PR #4169, opened 2024-01-02
Fix flake8-return warnings

DimitriPapadopoulos:
## Summary of changes

Fix [flake8-return](https://pypi.org/project/flake8-return/) issues reported by [ruff](https://docs.astral.sh/ruff/rules/#flake8-return-ret) 0.1.9.

### Pull Request Checklist
- [ ] Changes have tests

[PR docs]:

### DIFF
--- a/pkg_resources/__init__.py
+++ b/pkg_resources/__init__.py
@@ -2832,9 +2832,7 @@ class Distribution:
 
     def _get_version(self):
         lines = self._get_metadata(self.PKG_INFO)
-        version = _version_from_file(lines)
-
-        return version
+        return _version_from_file(lines)
 
     def activate(self, path=None, replace=False):
         """Ensure distribution is importable on `path` (default=sys.path)"""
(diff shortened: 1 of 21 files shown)


pkg_resources/__init__.py
```diff
@@ -1141,8 +1141,7 @@ def obtain(self, requirement, installer=None):
         None is returned instead.  This method is a hook that allows subclasses
         to attempt other ways of obtaining a distribution before falling back
         to the `installer` argument."""
-        if installer is not None:
-            return installer(requirement)
+        if installer return installer(requirement) else None
```
abravalheri, line 1144: This is probably one of the things that is causing problems (syntax error).

DimitriPapadopoulos: Fixed.

abravalheri:
Thank you very much @DimitriPapadopoulos .


Should `flake8-return` be added to the ruff configuration as well after these fixes?

DimitriPapadopoulos:
Yes, it could be added. Some rules should be disabled though. I have not fixed such issues:
``` python
if ...:
    return ...
else:
    return ...
```
I find the symmetry makes them more readable than:
``` python
if ...:
    return ...
return ...
```

abravalheri:
Thank you very much @DimitriPapadopoulos, let's merge this for now...
Later we can add the `flake8-return`.

> Some rules should be disabled though.

I am not sure about this. I am more keen to keep the linter configuration as dry as possible, ideally just working out of the box.

PR #4189, opened 2024-01-22
Point to a live documentation

befeleme:
## Summary of changes

The previous link, https://packaging.python.org/en/latest/specifications/declaring-project-metadata/, ends with 404.
Update the link to point to the actual documentation


abravalheri:
Thank you @befeleme.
========
### [WHAT TO WORK ON]
Return the listing in full, matching each word exactly.

### [COMPLETED TASK]
PR #4169, opened 2024-01-02
Fix flake8-return warnings

DimitriPapadopoulos:
## Summary of changes

Fix [flake8-return](https://pypi.org/project/flake8-return/) issues reported by [ruff](https://docs.astral.sh/ruff/rules/#flake8-return-ret) 0.1.9.

### Pull Request Checklist
- [ ] Changes have tests

[PR docs]:

### DIFF
--- a/pkg_resources/__init__.py
+++ b/pkg_resources/__init__.py
@@ -2832,9 +2832,7 @@ class Distribution:
 
     def _get_version(self):
         lines = self._get_metadata(self.PKG_INFO)
-        version = _version_from_file(lines)
-
-        return version
+        return _version_from_file(lines)
 
     def activate(self, path=None, replace=False):
         """Ensure distribution is importable on `path` (default=sys.path)"""
(diff shortened: 1 of 21 files shown)


pkg_resources/__init__.py
```diff
@@ -1141,8 +1141,7 @@ def obtain(self, requirement, installer=None):
         None is returned instead.  This method is a hook that allows subclasses
         to attempt other ways of obtaining a distribution before falling back
         to the `installer` argument."""
-        if installer is not None:
-            return installer(requirement)
+        if installer return installer(requirement) else None
```
abravalheri, line 1144: This is probably one of the things that is causing problems (syntax error).

DimitriPapadopoulos: Fixed.

abravalheri:
Thank you very much @DimitriPapadopoulos .


Should `flake8-return` be added to the ruff configuration as well after these fixes?

DimitriPapadopoulos:
Yes, it could be added. Some rules should be disabled though. I have not fixed such issues:
``` python
if ...:
    return ...
else:
    return ...
```
I find the symmetry makes them more readable than:
``` python
if ...:
    return ...
return ...
```

abravalheri:
Thank you very much @DimitriPapadopoulos, let's merge this for now...
Later we can add the `flake8-return`.

> Some rules should be disabled though.

I am not sure about this. I am more keen to keep the linter configuration as dry as possible, ideally just working out of the box.

PR #4189, opened 2024-01-22
Point to a live documentation

befeleme:
## Summary of changes

The previous link, https://packaging.python.org/en/latest/specifications/declaring-project-metadata/, ends with 404.
Update the link to point to the actual documentation


abravalheri:
Thank you @befeleme.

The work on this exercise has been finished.